Characterizing ssRNA and dsRNA electrophoretic behavior: empirical insights with neural network-aided predictions

RNA-based therapeutics are currently at the forefront of the biopharmaceutical industry because of their safety, efficacy, and shortened time from disease discovery to therapy development. Microfluidic electrophoresis provides a great analytical platform to analyze nucleic acids in unprecedented detail. However, while DNA has been studied extensively within microfluidic systems, there is limited data available for RNA, particularly of chemically modified molecules, such as those used in the COVID-19 mRNA vaccines, and for long double-stranded RNA molecules, which may accompany, intentionally or as a by-product, RNA therapeutics. To this end, this study focused on the empirical microfluidic electrophoretic analysis of double- and single-stranded RNA, non-modified and pseudouridine-modified, at varying gel concentrations.

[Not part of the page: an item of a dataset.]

PR #531, opened 2025-04-16
Update docker-compose-dev.yml to avoid running npm i locally

ziakhan04:
Reviewer: @suzinyou
Estimate: 5 mins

It then compared the findings to the electrophoretic mobility models in the literature. This work was then complemented with data-driven and physics-informed neural networks that successfully predicted the migration time and length of different RNA molecules with an average error of 12.34% for the data-driven model and 0.77% for the physics-informed model. The low error in the physics-informed neural networks opens the doors to the electrophoretic characterization of molecules, even beyond RNA, without the need for extensive experimental data.